● **Materials provided**:
PR #8986, opened 2024-11-27
Migrate query enhancement cypress tests to OSD repo

abbyhu2000:
### Description

Migrate query enhancement cypress tests to OSD repo.

## Changelog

● **What you have to do**:
Top to bottom, transcribe every line above exactly.

● **Response to the exercise**:
PR #8986, opened 2024-11-27
Migrate query enhancement cypress tests to OSD repo

abbyhu2000:
### Description

Migrate query enhancement cypress tests to OSD repo.

## Changelog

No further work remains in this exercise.